Data Normalization
Data normalization is a database design technique used to organize data in a database to reduce data redundancy and improve data integrity. It involves structuring tables in a way that each piece of data is stored in only one place, preventing inconsistencies and simplifying data management.
Why Normalize?
- Reduce Redundancy: Storing the same information multiple times leads to wasted storage space and potential inconsistencies.
- Improve Data Integrity: By eliminating redundancy, changes to data only need to be made in one location, ensuring accuracy.
- Simplify Updates and Deletions: Operations become more straightforward when data is not duplicated across multiple records.
- Make Database More Flexible: A normalized database is easier to extend and modify as requirements change.
The Normal Forms
Normalization is achieved through a series of guidelines called normal forms.

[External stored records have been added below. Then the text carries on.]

PR #2522, opened 2025-08-13
Assign source URI to generated OCIO NodeDefs

JGamache-autodesk:
Also Implementations. Without a source URI these can not be distinguished from user created nodes and filtered out when writing.


jstone-lucasfilm (approved):
This looks like a worthwhile improvement to the new OCIO support in 1.39.4, and it seems logical to include it in the same release.

PR #2523, opened 2025-08-13
GlslRender was hardcoding SRGB even is framebuffer was set to raw

JGamache-autodesk:


source/MaterialXRenderGlsl/GLFramebuffer.cpp
```diff
@@ -27,7 +27,7 @@ GLFramebuffer::GLFramebuffer(unsigned int width, unsigned int height, unsigned i
     _height(height),
     _channelCount(channelCount),
     _baseType(baseType),
-    _encodeSrgb(false),
+    _encodeSrgb(true),
```
JGamache-autodesk, line 30: Made it the default, since GlslRenderer was enforcing it for so long.

PR #2536, opened 2025-08-28
MDL: Fix the use of the weight in the subsurface BSDF

krohmerNV:
The subsurface weight should not be applied to the expected color but instead enable/disable the effect in general.
This means the semantic of the weight is meant for composition rather than turning down the volume absorption and scattering itself.

With the performance optimizations for Standard Surface and OpenPBR this issue surfaced since weights are not 1.0 anymore.


krohmerNV:
Note, i added a few more materials to the tests because the pbrlib tests have been limited to surfaceshaders only. I'm not sure this was intentional.

jstone-lucasfilm (approved):

PR #2537, opened 2025-08-29
Consolidate `requiresLighting` in HwShaderGenerator

ld-kerley:
Both the GlslShaderGenerator and the MslShaderGenerator have identical functions to decide if lighting is required, so these can be consolidated to the parent class HwShaderGenerator.

Also in HwShaderGenerator there is the following piece of code

```
   bool lighting = graph->hasClassification(ShaderNode::Classification::SHADER | ShaderNode::Classification::SURFACE) ||
                    graph->hasClassification(ShaderNode::Classification::BSDF);
```
Which appears to have the same intention, but is missing the guard for not being `Classification::UNLIT`.  I believe this may be a small bug, so using the same `requiresLighting()` function here may make things a little more efficient too.


niklasharrysson (approved):
Nice cleanup! 

And yes, I think you're right that the missing check for UNLIT is a bug. The UNLIT classification was introduced later and we must have missed adding this here. Good catch! :)

jstone-lucasfilm (approved):

Issue #3004, opened 2026-07-12
Standard Surface with colors outside of 0-1 renders incorrectly


joaovbs96:
This Standard Surface material from [physicallybased.info](https://physicallybased.info), the Gold material, has some color3 values beyond the 0-1 range, namely the base color and specular color.

```
<?xml version="1.0"?>
<materialx version="1.38" colorspace="lin_rec709" doc="Downloaded from https://physicallybased.info on 2026-07-10">
  <standard_surface name="SR_Gold" type="surfaceshader">
    <input name="base_color" type="color3" value="1.059, 0.773, 0.307" />
    <input name="specular_color" type="color3" value="1.001, 0.985, 0.523" />
    <input name="specular_roughness" type="float" value="0" />
    <input name="metalness" type="float" value="1" />
  </standard_surface>
  <surfacematerial name="Gold" type="material">
    <input name="surfaceshader" type="surfaceshader" nodename="SR_Gold" />
  </surfacematerial>
</materialx>
```

The material renders with a green circle in the middle. I've observed this on both GLSL backends (MaterialXView, MaterialXEditor and the webviewer):

<img width="300" height="auto" alt="Image" src="https://github.com/user-attachments/assets/397188d0-0e8b-4e03-b865-25e56a2c96ad" />

and MDL:

<img width="300" height="auto" alt="Image" src="https://github.com/user-attachments/assets/1176bfa5-8937-4449-8342-7a9698819188" />

[Per discussion in the Slack channel](https://academysoftwarefdn.slack.com/archives/C0230LWBE2X/p1783684488714539?thread_ts=1783680653.424079&cid=C0230LWBE2X), Jamie Portsmouth mentioned:

> I think this is because Standard Surface uses the [Gulbrandsen](https://jcgt.org/published/0003/04/03/paper.pdf) model for its metallic Fresnel (i.e. maps base and spec color to n, k), and this gives NaNs if the input colors are outside the [0,1] range. The fix would just be to clamp the channels before computing n, k.
> It won't occur in OpenPBR (even if you supply color channels exceeding 1) since we use a different metallic Fresnel. But also we [said](https://github.com/AcademySoftwareFoundation/OpenPBR/pull/208) the colors are assumed to be clamped anyway.

Note that, while I mentioned GLSL and MDL, it's possible this also happens in other backends as well, but I have no way of testing them.

SavaLione:
Hi,
[...]

PR #3078, opened 2026-09-17
Fix edge color clamping in `artistic_ior`

SavaLione:
### Summary
Hi,

This fixes the issue related to the green circle on some materials:
* #3004

Three shaded backends were changed and tested: GLSL, OSL, and MDL.

I'm somewhat sure about the code for the GLSL and OSL shaders.
With the MDL shader, I'm not sure whether it is considered acceptable practice to add functions directly to the XML file.
Nevertheless, all tests completed successfully, and everything looks good to me (including the MDL backend).

### Tests
I compiled MaterialX Viewer as a standalone application and as a web application using Emscripten.
The MDL backend was tested using the Nvidia MDL SDK (version 2026.0.2-391700.2276) and the supplied dxr.exe application in the examples.
Visually, everything looks OK.

Tests were successfully compiled and executed.
All 94 test cases passed (39629 assertions).

MaterialX Viewer web:
image

MDL before the fix:
image

MDL after the fix:
image


jstone-lucasfilm:
Thanks for taking this on, @SavaLione!  This looks like a good fix, and the GLSL and OSL changes are exactly what I'd expect.  I have one request on the MDL side before we merge, along with a suggestion on test coverage.

On the MDL question you raised, this logic belongs in the MDL module rather than the implementation XML.  The function body for `mx_artistic_ior` lives in `source/MaterialXGenMdl/mdl/materialx/pbrlib_1_6.mdl`, where it already clamps `mxp_reflectivity` in the same manner as the GLSL and OSL code, so the inline `math::clamp` on `reflectivity` in this PR is redundant with that existing line.  I'd suggest leaving `pbrlib_genmdl_impl.mtlx` as it is on `main`, and instead applying the new clamp in the function itself, alongside the existing one:

```
color n = math::lerp(n_max, n_min, math::clamp(mxp_edge_color, color(0.0), color(1.0)));
```

Since each of the later versioned modules (1.7 through 1.11) re-exports this function from `pbrlib_1_6`, that one line covers every MDL version we generate.

On test coverage, none of our current test materials drive `artistic_ior` outside the [0, 1] range, so our render tests wouldn't catch a regression of this fix.  I'd suggest adding a case with an `edge_color` above 1.0 to `resources/Materials/TestSuite/pbrlib/bsdf/conductor.mtlx`, which would exercise this path across all of our shading languages.

Overall this looks like a great second contribution, and with the refinements above, I believe it should be ready to merge.

SavaLione:
Hi @jstone-lucasfilm ,

Thanks for the helpful information about the project's internal structure and how the MDL backend works.
Now I'm finally able to see where the MDL shader generation happens, and it definitely doesn't make sense to edit the XML files to fix the clamp issue (as you pointed out).

I have reverted all changes to the XML file and applied your suggested change to `pbrlib_1_6.mdl`.

Also, I implemented a test case that checks this particular issue:
image

The values for this test case are taken from the material mentioned in the initial issue (#3004), so it is possible to visually inspect the clamping on the gold surface.
If some tests use pixel diff, or if anyone needs to see a more noticeable difference, I can push the values outside the [0, 1] range.

jstone-lucasfilm (approved):
Excellent work, @SavaLione, and this looks ready to merge.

The most commonly used are the first three normal forms (1NF, 2NF, 3NF).
First Normal Form (1NF)
A table is in 1NF if:
- Each column contains atomic (indivisible) values.
- Each row is unique.
- There are no repeating groups of columns.
Example of a non-1NF table:
| OrderID | CustomerName | Products |
|---|---|---|
| 101 | Alice Smith | Laptop, Mouse, Keyboard |
| 102 | Bob Johnson | Monitor |
In this example, the Products column contains multiple values. To achieve 1NF, we would typically split this into multiple rows or a separate related table.
Second Normal Form (2NF)
A table is in 2NF if it is in 1NF and:
- All non-key attributes are fully functionally dependent on the entire primary key. This primarily applies to tables with composite primary keys.

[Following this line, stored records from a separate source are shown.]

Issue #3039, opened 2026-08-16
MaterialX Graph Editor pin preview to node


HardCoreCodin:
Support pinning the preview render to a specific node in the graph to always preview its result, even as choosing and interacting with other nodes in the graph.

MatthieuBEAUD:
Hello, I'd like to take a look at this for the september 2026 dev days. It that possible ?

jstone-lucasfilm:
Welcome, @MatthieuBEAUD, and I've assigned it to you!

PR #3079, opened 2026-09-17
GraphEditor: Add pin/lock preview to node feature

MatthieuBEAUD:
## Issue

https://github.com/AcademySoftwareFoundation/MaterialX/issues/3039

## Description

Added a feature to be able to lock with node is used for the preview render:

Added:
- Key binding: R (for Render, and to match similar keybinding in Houdini Solaris), but it could be P for Preview or L for Lock
- Help text in menu: under Help/Graph/Viewing
- Color on the UI node header to highlight the currently used render preview node (when locked only)
- function to update the renderNode (check if locked, and if new value different than the current value) and recompile the material (factorized since it was used in 4 places)

Notes:
- I used the "lock" word instead of "pin" in the variable names and comment to avoid confusion with the node pins (inputs).
- I did not add any button, as I thought it would be out of scope. I also figured that it's something that should be added on top of https://github.com/AcademySoftwareFoundation/MaterialX/pull/3043, like adding a button next to, or in, the hamburger menu. Should another issue be added for this ?
- Currently, when diving in a subgraph, the lock/pin remains on the upper level, maybe some UX could indicate that a pin/lock is still active, or maybe we should disable the pin when diving in a subgraph ? Let me know if that should be something to fix/dig into.

## Demo

materialx_preview_render_pin_demo_2


MatthieuBEAUD:
<a href="https://easycla.lfx.linuxfoundation.org/#/?version=2">CLA Signed</a><br >The committers listed above are authorized under a signed CLA.<ul><li>:white_check_mark: login: MatthieuBEAUD / name: Matthieu Beaud (3a128422e8cae56951a88add7f33e8f832b32911, d3d3c1cc6c175e7fbce6f946fd8fe1f05303d97a)</li></ul>

jstone-lucasfilm:
@MatthieuBEAUD For the CLA authorization, take a look at the instructions in the comment on resolving these warnings, and the Linux Foundation is usually very responsive in helping out with this.

kwokcb:
This looks like a nice clean way to add in this functionality. 

I have a  few workflow cases that would be good to check / resolve:

1. What happens if you  lock a node and then delete that node. Does the lock node state get cleared ?
2. What happens if the node you lock cannot be rendered? It is possible to occur.
3. I think this will work for nodes inside a `functional` graph ( node graph used to represent a definition or `nodedef`).
I'm not sure if what the behaviour should/would be there and if it's desired. It seems like a nice feature but would be
good to clarify what is expected here. 

For both compound (non definition graphs) and funcation graphs  for when you dive into the graph, lock a graph node and then go out of it.  I can suggest 2 options:
a. Instead of relying on the node being visible. Add the node name / path to the render panel instead. 
b. Add the visual cue to the parent graph.

Both may be useful even when you scroll the graph so that locked node is no longer visible. a. can be useful longer term as well to allow filtered selection of node / node outputs to render.

Think b. is the simplest to add. 

Thanks.

jstone-lucasfilm:
Thanks for this proposal, @MatthieuBEAUD!  See the instructions at https://github.com/AcademySoftwareFoundation/MaterialX/pull/3079#issuecomment-5717252677 on how to resolve the CLA authorization warnings, so that we can begin reviewing this PR.

MatthieuBEAUD:
> This looks like a nice clean way to add in this functionality.
> 
> I have a few workflow cases that would be good to check / resolve:
> 
> 1. What happens if you  lock a node and then delete that node. Does the lock node state get cleared ?
> 2. What happens if the node you lock cannot be rendered? It is possible to occur.
> 3. I think this will work for nodes inside a `functional` graph ( node graph used to represent a definition or `nodedef`).
>    I'm not sure if what the behaviour should/would be there and if it's desired. It seems like a nice feature but would be
>    good to clarify what is expected here.
> 
> For both compound (non definition graphs) and funcation graphs for when you dive into the graph, lock a graph node and then go out of it. I can suggest 2 options: a. Instead of relying on the node being visible. Add the node name / path to the render panel instead. b. Add the visual cue to the parent graph.
> 
> Both may be useful even when you scroll the graph so that locked node is no longer visible. a. can be useful longer term as well to allow filtered selection of node / node outputs to render.
> 
> Think b. is the simplest to add.
> 
> Thanks.

Thank you very much for this feedback ! 

1. I indeed had forgotten about what happens when you delete the locked preview render node. It now disables the lock.
2. When you enable the lock mode, it stores the currRenderNode, so you cannot lock a non-renderable node (this feature never uses the current node selection). And in that case, if we add a button next to a hamburger menu, this button would only need to be present on renderable nodes.   But maybe you meant a renderable node that can't be rendered again ?
3. Good points, I'll think about those, and what the visual cue could be in specific cases:
- if we select a node in the root graph, and then dive in a child, we could have a cue in the top graph path, to show the preview is currently set in the parent
- if the locked preview node is outside of the frame, we could have an arrow cue of that color pointing to the direction on the edge of the frame
- if we lock a node in a subgraph and then go out of it, the cue could indeed simply transfer to the parent node

All that being said, maybe adding the name / path of the current preview node to the viewport would be the more robust way afterall.

I see when I can find time to work on point 3.

Thanks again 🙏

MatthieuBEAUD:
I added the current render node path display above the viewport

Here are some examples:

image

image

image

image

Let me know what you think of this

kwokcb:
Maybe let's keep it simple.

1. Show the locked node name in the render panel as you have done.
2. Hilight the child or parent nodegraph if locking a child node.

If someone scrolls the node out of view then 1) handles that case.

Disallow functional node graph child node locking for now for this PR. There should be a global state that tells you this -- the graph is marked as read-only.

Not all nodes chosen can have its upstream graph or itself rendered. For this PR let's just leave it as rendering nothing, and handle either prevention or fallback as a separate item.

So I think the only addition is to check for read-only graph state.

MatthieuBEAUD:
Thanks for the feedback

I'll try and find a few hours to highlight the parent/child node of the current lock selection, and check of readonly state

Thank you !

MatthieuBEAUD:
I added the check for read-only graph to not allow for the lock of the render preview node in that case.

And in a separate commit the highlight of the parent if the locked currRenderNode is wihthin its children (I also had to check for the nodegraphs in that case). But it could get a bit confusing as you don't know if that node is currently being viewed, or one of its children, that might not be the same as the preview of the node itself.
Also, I'm not sure what should be highlighted if you're in the children and the locked is somewhere in the parents (since there is no node that references the parent, or maybe use the graph hierarchy on top of the graph ?), I suppose the path over the viewport is the reference in that case, right ? 

Let me know if the highlight of the parent should be kept, or if it's redundant with the path over the viewport and we should only keep that text cue for out of scope/sight locked preview node.

Here is a quick demo of the highlight of the parent of the locked render node:
materialx_preview_render_pin_demo_3

kwokcb:
Suggestion

Parent / child indicators exist and we can use title bar color for now.
So the only small suggestion is that if it's at the parent level to dim or mute the "lock" colour so there is some differentiator. (Actually if you pick the output node on a graph it is the graph that is the target but that's "splitting hairs").

So something like this: (apologies in advance but this is AI generated slop, but shows the basic rule set :))

image

Thought blurb:

1. I tried to look for existing shader graph workflows and the closest I could find for the usage of parent/child indicators was in Houdini and Katana. Nuke also has some parent/child state, but couldn't find anything for Maya, Blender.
2. If a Houdini expand/collapse graph interaction was added vs this editor's complete context switch with single graph display then I think that would be a match.

From what I've seen having both a title color cue and and icon are both useful with a icon addition post #3043 PR.

Does this sound okay?

MatthieuBEAUD:
Yes perfectly clear, I muted the color for when the child is selected then 👌 and we'll wait post https://github.com/AcademySoftwareFoundation/MaterialX/pull/3043 to add the icon

I also changed the color to match your example palette, as the dimmed yellow-ish felt confusing and too brown, and didn't feel like a muted highlight color.

here are the results:

dimmed (the child node is the current lock preview): 
image

main (the node itself is the current lock preview):
image

PR #3080, opened 2026-09-17
Fix drag-and-drop for local files in the Web Viewer

### LINKED ISSUE #3008: Regression: Web Viewer drag and drop no longer works
## Issue

The MaterialX Web Viewer no longer handles drag and drop of materials / geometry anymore.
Local build shows this is still the ase.

## Log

Consider a table storing order items. If the primary key is a composite of OrderID and ProductID, any attribute that depends only on ProductID (like ProductName) would violate 2NF if placed in this table.
Example: If we have an OrderItems table with OrderID, ProductID, Quantity, ProductName, and ProductPrice.
Quantitydepends on bothOrderIDandProductID.ProductNameandProductPricedepend only onProductID.
To achieve 2NF, we would split this into two tables:
- Orders Table:
OrderID(PK),OrderDate,CustomerID - OrderItems Table:
OrderID(PK, FK),ProductID(PK, FK),Quantity - Products Table:
ProductID(PK),ProductName,ProductPrice
Third Normal Form (3NF)
A table is in 3NF if it is in 2NF and:
- There are no transitive dependencies. A transitive dependency exists when a non-key attribute depends on another non-key attribute.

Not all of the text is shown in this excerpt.